PR #955, opened 2024-10-02
feat(frontend): collect regular comments

### LINKED ISSUE #951: Recover comments whenever this is possible
@Nadrieril told me about https://github.com/AeneasVerif/charon/pull/359 and https://github.com/AeneasVerif/charon/pull/358: [Charon](https://github.com/AeneasVerif/charon/pull/358) is recovering comments inside functions via spans!

That's great, I would love to have that as well in hax!

If we could output a list of spanned comments, with the generic printer and the source spans, it should be fairly easy to insert comments at the right place, in a backend-agnostic way!

W95Psp:
This commit adds support for regular comments in hax. Comments are dumped with the command `cargo hax json -E -o -`.

To parse comments, this commit uses `rustc_lexer`, so the parsing is very dumb yet very reliable.

Fixes #951

### DIFF
--- a/cli/driver/src/exporter.rs
+++ b/cli/driver/src/exporter.rs
@@ -264,12 +264,21 @@ impl Callbacks for ExtractionCallbacks {
                 <Body>|| {
                     let (spans, def_ids, impl_infos, items) =
                         convert_thir(&self.clone().into(), self.macro_calls.clone(), tcx);
+                    let files: HashSet<PathBuf> = HashSet::from_iter(
+                        items
+                            .iter()
+                            .flat_map(|item| item.span.filename.to_path().map(|path| path.to_path_buf()))
+                    );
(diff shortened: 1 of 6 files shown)


franziskuskiefer (approved):
Thanks! We should add this to F* and test it at some point to know that it's working well. But this looks like it's doing the right thing.

W95Psp:
Yeah, I want to directly make support for the generic printer for this.
The goal would be to have comments without having to do anything special in the backend, just specify how comments are rendered and how to format them.

Nadrieril:
Looks nice, I didn't think of using `rustc_lexer`!

W95Psp:
:smiley: yeah, I was recalling our discussion about rustfmt maybe keeping comments, I dug a bit there, and found out rustc_lexer does what we want!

■ Exercise objective:
Within the records, in how many lines does the string "commit" occur? Give the number and no other text.

■ Your solution:
2